Conversion of accented characters in webpaths


(Douglas (@finnatic at @waikato)) #1

New Zealand has three official languages, one of which, Maori, features the use of the macron accent to indicate long vowel sounds in the written form.

 

One of our systems built in Matrix takes a user provided title for use as the webpath and something is replacing the accented a in that title: so that "Māori ..." is resulting in the webpath having "mori..."

 

My guess is that Matrix may be misidentifying the accented a as an invalid character for a url and stripping it out rather than providing an appropriate substitution? 

 

Happy to post a squizmap idea for this if that's warranted.


(Luke Wright) #2

Happy to post a squizmap idea for this if that's warranted.

 

Already done so for you: Squizmap #9386.

 

We do handle some accented characters but I'm pretty sure macrons aren't one of them, and they also don't have a named HTML-entity which would have seen it replaced too.

 

We keep a "character map" of these and it should be pretty simple to add the macron characters from Te Reo Māori to that. Thanks Douglas!


(Luke Wright) #3

Actually, they're already in the character map, but the character map needs to be enabled.

 

In System Configuration > section "Internationalisation Settings"... check that Replace Accented Characters in Web Paths? is set to Yes. (Alternatively, go to main.inc and enable SQ_CONF_LANG_USE_CHAR_MAP). It's not enabled by default for whatever reason.

 

Without this, it will drop the character because it doesn't have a named HTML entity (ie. you can't write macron characters like you can with Á for "á" for instance; you have to use ā for "ā"). With that replacement setting off, it will only keep characters with a named entity.

 

I'm not sure why it's not enabled by default (presumably most of our NZ users would need it enabled for instance), so I've left the Squizmap issue open for that purpose.

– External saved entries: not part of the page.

PR #215, opened 2020-12-18
refactor Promoter and RBS initialization in DNAassembly

### LINKED ISSUE #150: merge two promoter initialization cases
Screenshot 2020-08-01 at 18 58 44

zoltuz:
Promoter and RBS initialization logic was exposed to the DNAassembly. This has been moved inside the respective classes, and from_promoter() and from_rbs() class methods are introduced to handle the different cases.
- [X] **unit test**: New Unittests are included. 
- [X] **examples**: No example was modified

closes #150


WilliamIX (approved):
I think this is a great solution to that problem!

Issue #130, opened 2020-07-25
Units in biocrnpyler


ayush9pandey:
This is an enhancement issue that we should probably work on later. Although bioscrape does not support units and ignores all units. But most other SBML simulators work with units in certain ways. Regardless, the job of biocrnpyler is to create SBML models so we should probably be creating dimensionally correct models too. Towards that end, I think we could have parameter files accept units (if the user desires so)..and then set those units accordingly in our SBML model. Also, we could give options to set the default concentration units for the SBML file. Currently, we set the concentration for species with substance unit = mole, and volume unit = litre (so mole/litre for concentration). 

This issue is also motivated by feedback from some recent users who were wondering what the units are for everything in biocrnpyler.

WilliamIX:
This is a good issue to work on and goes hand-in-hand with some of the Parameter Defaulting schemes I've been thinking about (in particular, when can we "guess a ball-park rate" even if there is no parameter file). It would be ideal if we could re-use someone else's unit conversion library - do you know if libSBML has any support for units?

ayush9pandey:
Writing units in SBML is simple: we already do that a bit when creating SBML files: https://github.com/BuildACell/BioCRNPyler/blob/4c2ec4e6abf54fc9ddc783286b8538f07f882ae8/biocrnpyler/sbmlutil.py#L51

I can work on making sure we have units for all parameters and all initial conditions..

WilliamIX:
This looks like a great package! I think we could even tie it in as an optional dependency. Here is my thought:
1. Have a function inside of the Parameter Class which takes units. These can be read from the parameter files or passed into the Parameter constructor.
2. if Pint is installed, have the ParameterDatabase automatically convert all Parameters to the same units when it returns them. This will mean defining a default set of units (which can be changed, perhaps via a keyword). 
3. If Pint isn't installed or there are no units for a Parameter, everything will be assumed to be the in the default units (current functionality)

WilliamIX:
Add optional units to the parameter objects (and files) which propagates into SBML.

ayush9pandey:
Hard code SBML unit definitions for the following units:
nL, uL, mL, L. NM, uM, mM, M, hour, minute

zoltuz:
#219 solved this

PR #219, opened 2020-12-24
Units in BioCRNpyler

ayush9pandey:
This PR adds units compatibility for BioCRNpyler (addressing #130 ). Summary of how it works:

1. `units.py` has a list of functions that create unit definitions (as required by SBML). These functions are factored in a way that new functions can be easily added with no changes required at any other place in the code base. 
2. So, to add new units, the user simply adds their units to their parameter file in a new column, adds a function corresponding to that unit id string in `units.py` (this is a simple 3 line function that can be created by copying one of the existing function for units).
3. Parameter class has a new attribute "unit" that goes with every Parameter object (we can discuss what's the best way to do this). This is the part which is incomplete and I need some help so that we can get this done quickly.
4. The tsv file Perfect Parameter File has a new column "units", we will use this to test the functionality to make sure units are correctly read and written to SBML.

So, the current to-do is a minor one: successfully read the Perfect Parameter file with units so that all parameters that have been read have a `param.unit` attribute. 

(tests pending - will add later once overall functionality is finalized).


zoltuz:
Screenshot 2020-12-24 at 11 13 25

something is not square in `test_sbml.py` @ayush9pandey

ayush9pandey:
> 
> 
> Screenshot 2020-12-24 at 11 13 25
> 
> something is not square in `test_sbml.py` @ayush9pandey

Yeah that's the part that's the "to-do" => the unit attribute in parameter.py needs to be written correctly and I created this PR to ask William's help on it first. Probably best for you to review once this PR is out of the draft.

ayush9pandey:
Marking the PR ready for review. The functionality is there now as described earlier and it is working (Thanks @WilliamIX).

I will add tests now, and resolve any review you guys have.

WilliamIX:
Can you merge Comparments then rebase this PR to dev+Compartments so I can see the code changes independently of Compartments in order to do a review? Thanks!

ayush9pandey:
> 
> 
> Can you merge Comparments then rebase this PR to dev+Compartments so I can see the code changes independently of Compartments in order to do a review? Thanks!

Done.

Sorry for being slow on this. Should be good for review now. I am adding tests to get the coverage up.

ayush9pandey:
Tests have been added. Please let me know if there are any suggestions.

Tests/test_units.py
```diff
@@ -0,0 +1,44 @@
...
+                    + libsbml.OperationReturnValue_toString(value).strip() + '"'
+                raise SystemExit(err_msg)
+        else:
+            return
+
+class TestSpecies(TestCase):
+    def test_units_initialization(self):
+        # tests naming convention repr without species type or attributes
+        document, sbml_model = create_sbml_model()
+        list_of_supported_units = ["nL", "uL", "mL", "L",
```
WilliamIX, line 37: Not sure how hard this would be, but could we parse things like nL/s to nL_per_second and automatically generate some of these combinations from the primitives?

biocrnpyler/parameter.py
```diff
@@ -30,21 +30,24 @@
...
     # Then checks if (mixture.name, component.name) is in the self.custom_initial_condition_dictionary
     # Then checks if (component.name) is in the self.custom_initial_condition_dictionary
 
-    # Then checks if (mixture.name, repr(species) is in the parameter dictionary
+    # Then checks if (mixture.name, repr(species)) is in the parameter dictionary
     # Then checks if repr(species) is in the parameter dictionary
-    # Then checks if (mixture.name, component.name) is in the parameter dictionary
+    # Then checks if (mixture.name, component.name)) is in the parameter dictionary
     # Then checks if component.name is in the parameter dictionary
     # Then defaults to 0
```
WilliamIX, line 47: Probably my bad leaving these comments in Parameter, but can you just delete them all? this information is no longer valid and details are given in the Mixture class set_initial_condition function.

WilliamIX (commented):
Looks good - left two small comments.

Tests/test_units.py
ayush9pandey: Sure, we could do that..Only a matter of writing some string parsing code. But automatically writing the unit definitions could be tricky from the string letters such as "n" in "nL" and "m" in "mL/s"  (you need that for 10^-9  or 10^-6) etc or even it could get complicated like "nanomole_per_litre_per_second" or other stuff.

I think creating new unit definitions manually is very easy since you just have to copy a function in units.py and create your own by changing the exponents of different things and using your own string identifiers.

biocrnpyler/units.py
```diff
@@ -0,0 +1,164 @@
+import libsbml
```
zoltuz, line 1: please add a license header.

zoltuz (commented):
It looks good to me, but I'm a bit confused by these helper functions. There are lots of them and hard to maintain them.

Something like this would be a bit simpler:
```python
valid_units = {'litre_per_mole_per_hour': {unit_kin: [libsbml.UNIT_KIND_SECOND, libsbml.UNIT_KIND_LITRE, libsbml.UNIT_KIND_MOLE], 
        unit_exponents:[-1,1,-1], unit_scale:[0,0,0], unit_multipler:[3600,1,1]}}
```
and 
```python
def create_new_unit_definition(model, user_input):
    check_user_input(user_input)
    # create new unit

def check_user_input(user_input)
    user_input in valid_units
```

biocrnpyler/units.py
ayush9pandey: > 
> 
> It looks good to me, but I'm a bit confused by these helper functions. There are lots of them and hard to maintain them.
> 
> Something like this would be a bit simpler:
> 
> ```python
> valid_units = {'litre_per_mole_per_hour': {unit_kin: [libsbml.UNIT_KIND_SECOND, libsbml.UNIT_KIND_LITRE, libsbml.UNIT_KIND_MOLE], 
>         unit_exponents:[-1,1,-1], unit_scale:[0,0,0], unit_multipler:[3600,1,1]}}
> ```
> 
> and
> 
> ```python
> def create_new_unit_definition(model, user_input):
>     check_user_input(user_input)
>     # create new unit
> 
> def check_user_input(user_input):
>     user_input in valid_units
> ```

Yep, this is a good idea, will do something like that.

ayush9pandey:
I have made the requested changes. Please review and let me know if there are any more comments.

zoltuz (approved):
Thanks for all the changes, it looks great!

ayush9pandey:
All tests are passing now with positive diff coverage. Hopefully this gets merged before the new year 🤞

zoltuz:
> All tests are passing now with positive diff coverage. Hopefully this gets merged before the new year 🤞

Your wish has been granted :D You could've wished for an island in the Bahamas or PhD instead.

PR #2343, opened 2023-08-03
Create tests for `Toast` component

lindapaiste:
Should be reviewed/merged after #2329 

Changes:
- Create unit tests for the end-to-end behavior of the Toast (check that it can be opened and closed).
- Add an ARIA role to the Toast.  I used [`status`](https://developer.mozilla.org/en-US/docs/Web/Accessibility/ARIA/Roles/status_role) rather than [`alert`](https://developer.mozilla.org/en-US/docs/Web/Accessibility/ARIA/Roles/alert_role) because the lower priority seemed like it made more sense.


raclim (approved):
Thanks for working on this!

PR #2346, opened 2023-08-04
Mobile overlay fix: works on smaller devices

dewanshDT:
This is a part of mobile responsive project

Changes:
It changes the _overlays.scss file

Before:
image
overlays_scss_before

After:
overlays_scss_after


lindapaiste:
It looks like there’s a vertical scroll bar in the “after” screenshot?  So there’s a container around that content which needs to have a change to its height.  Probably specific to the settings/preferences and not in this overlay.scss file.  I know that I said to make a PR with just the overlay.scss changes so we could fix that later if you want or you could fix it now as part of this PR.

client/styles/components/_overlay.scss
```diff
@@ -23,15 +23,22 @@
   flex-wrap: wrap;
   flex-flow: column;
   max-height: 80%;
+  max-width: 80%;
   position: relative;
   padding-bottom: #{25 / $base-font-size}rem;
+
+  @media (max-width: 650px) {
```
lindapaiste, line 30: My first instinct was that we should centralize these breakpoints into SCSS and JS variables.  Then I thought about it more and we don't necessarily need to use the same breakpoints for every component.  The point at which the overlay no longer fits might be different than the point where the nav bar doesn't fit, for example.  But if we want to add breakpoints to elements which are rendered as children of an overlay (like the preferences) then those would probably need to use the same breakpoints as the overlay.  Curious your thoughts on this.

lindapaiste:
There are some specific issues with specific modals.  I DON'T WANT YOU TO FIX THESE.  I'm just looking things over to see where we are at.  We've always said that the collection lists, etc. would be something that you worked on last only if you had time since your main focus in on the IDE.   Maybe we open some issues and let other contributors handle these?

Components rendered inside `<Overlay/>`:
- [ ] `AddToCollectionList` (list of collections) - needs a max-width, move searchbar below header.
- [ ] `AddToCollectionSketchList` (list of sketches) - needs a max-width, move searchbar below header.
- [ ] `Preferences` - need to remove the explicit height on the container.
- [ ] `About` - Content needs rearranging.  Some of the changes in #2342 may help.
- [x] `Feedback` -- this is in the code but not actually in the app 🙃 
- [x] `ShareModal`
- [ ] `KeyboardShortcutModal` - almost good but we need a max-width on the container to force long lines to wrap.
- [x] `ErrorModal`
- [ ] `CollectionCreate` - form fields need a max width.

lindapaiste (changes requested):
The purpose of this PR is to make overlays fill the screen on mobile devices and you've mostly done that.  The one modal-specific issue which I think is worth addressing now is the height of the "fixed height" overlay, only because that is declared in this same `_overlay.scss` file.  Our intention is that overlays should fill the whole screen on small devices so I think that should apply here too.
https://github.com/processing/p5.js-web-editor/blob/31e64d5dca088c6254d626bbf3cc07f7a3954270/client/styles/components/_overlay.scss#L50-L53

We discussed the possibility of writing media queries "mobile first" with the mobile as the default and a `min-width` media query for the desktop styles.  That might be good here because the `height: 80vh;` only applies on `.overlay--is-fixed-height` if the `min-width` query is met.  If we write it desktop-first then we need two styles: `height: 80vh` and an override to set it back to `height: 100vh;` on small screens. Whereas with mobile-first we only need one style, with a selector and a media query, to apply `height: 80vh`.  But I'll leave that up to you.

client/styles/components/_overlay.scss
dewanshDT: yeah I agree the breakpoints does not need to be same when they are completely unrelated like the navbar and the overlay

dewanshDT:
> It looks like there’s a vertical scroll bar in the “after” screenshot? So there’s a container around that content which needs to have a change to its height. Probably specific to the settings/preferences and not in this overlay.scss file. I know that I said to make a PR with just the overlay.scss changes so we could fix that later if you want or you could fix it now as part of this PR.

yeah I didn't change that due to the reason that these changes were already present in the mega PR that you made me merge in before I started working, I think that we should get that part of  the PR merged in the repo, what are your suggestions on this?

dewanshDT:
> There are some specific issues with specific modals. I DON'T WANT YOU TO FIX THESE. I'm just looking things over to see where we are at. We've always said that the collection lists, etc. would be something that you worked on last only if you had time since your main focus in on the IDE. Maybe we open some issues and let other contributors handle these?
> 
> Components rendered inside `<Overlay/>`:
> 
> * [ ]  `AddToCollectionList` (list of collections) - needs a max-width, move searchbar below header.
> * [ ]  `AddToCollectionSketchList` (list of sketches) - needs a max-width, move searchbar below header.
> * [ ]  `Preferences` - need to remove the explicit height on the container.
> * [ ]  `About` - Content needs rearranging.  Some of the changes in [added styled component to About.jsx #2342](https://github.com/processing/p5.js-web-editor/pull/2342) may help.
> * [x]  `Feedback` -- this is in the code but not actually in the app 🙃
> * [x]  `ShareModal`
> * [ ]  `KeyboardShortcutModal` - almost good but we need a max-width on the container to force long lines to wrap.
> * [x]  `ErrorModal`
> * [ ]  `CollectionCreate` - form fields need a max width.

Yeah I agree, as we leave some of the issues for others to fix, we should mention them in the Issues section, also we can add the good first issue label in them

dewanshDT:
> The purpose of this PR is to make overlays fill the screen on mobile devices and you've mostly done that. The one modal-specific issue which I think is worth addressing now is the height of the "fixed height" overlay, only because that is declared in this same `_overlay.scss` file. Our intention is that overlays should fill the whole screen on small devices so I think that should apply here too.
> 
> https://github.com/processing/p5.js-web-editor/blob/31e64d5dca088c6254d626bbf3cc07f7a3954270/client/styles/components/_overlay.scss#L50-L53
> 
> We discussed the possibility of writing media queries "mobile first" with the mobile as the default and a `min-width` media query for the desktop styles. That might be good here because the `height: 80vh;` only applies on `.overlay--is-fixed-height` if the `min-width` query is met. If we write it desktop-first then we need two styles: `height: 80vh` and an override to set it back to `height: 100vh;` on small screens. Whereas with mobile-first we only need one style, with a selector and a media query, to apply `height: 80vh`. But I'll leave that up to you.

I'll check it out, I've never saw this before

lindapaiste:
@dewanshDT I'd like to get this PR merged.  I think we can fix the fixed height ones by changing the current CSS to this. Can you check it out?
```
 /* Fixed height overlay */ 
 .overlay--is-fixed-height .overlay__body { 
  @media (min-width: 651px) {
     height: 80vh; 
   }
 } 
```

dewanshDT:
Yeah, just a minute

dewanshDT:
check it out

client/styles/components/_overlay.scss
```diff
@@ -49,10 +56,13 @@
 
 /* Fixed height overlay */
 .overlay--is-fixed-height .overlay__body {
-  height: 80vh;
+  height: 100vh;
+
+  @media (min-width: 770px) {
+    height: 80vh;
+  }
```
lindapaiste: Now I'm playing with this and my head is exploding 🤯 but I think that `height: 100vh;` is actually all that we need?  Because the `max-height: 80%;` will apply over 651px so that's the same as `height: 80vh;`

dewanshDT: So I should remove the media query then?

lindapaiste: Yeah I think so.  I don't like to have code that doesn't do anything.  The overlay looks good though!

dewanshDT: done!

lindapaiste (approved):
This is a major improvement to mobile usability!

(Douglas (@finnatic at @waikato)) #4

It seems a bit odd that it's not defaulted to yes, I can't see why you wouldn't want that by default.

If you want to adapt the squizmap idea to be a change in that setting to default to yes, I'd vote for it (if I had a vote to spare).

 

If having it default to yes creates a problem, then alternatively could we have the squizmap idea modified so that macron accented characters are treated the same as those used in European languages (which don't require an internationalisation setting change).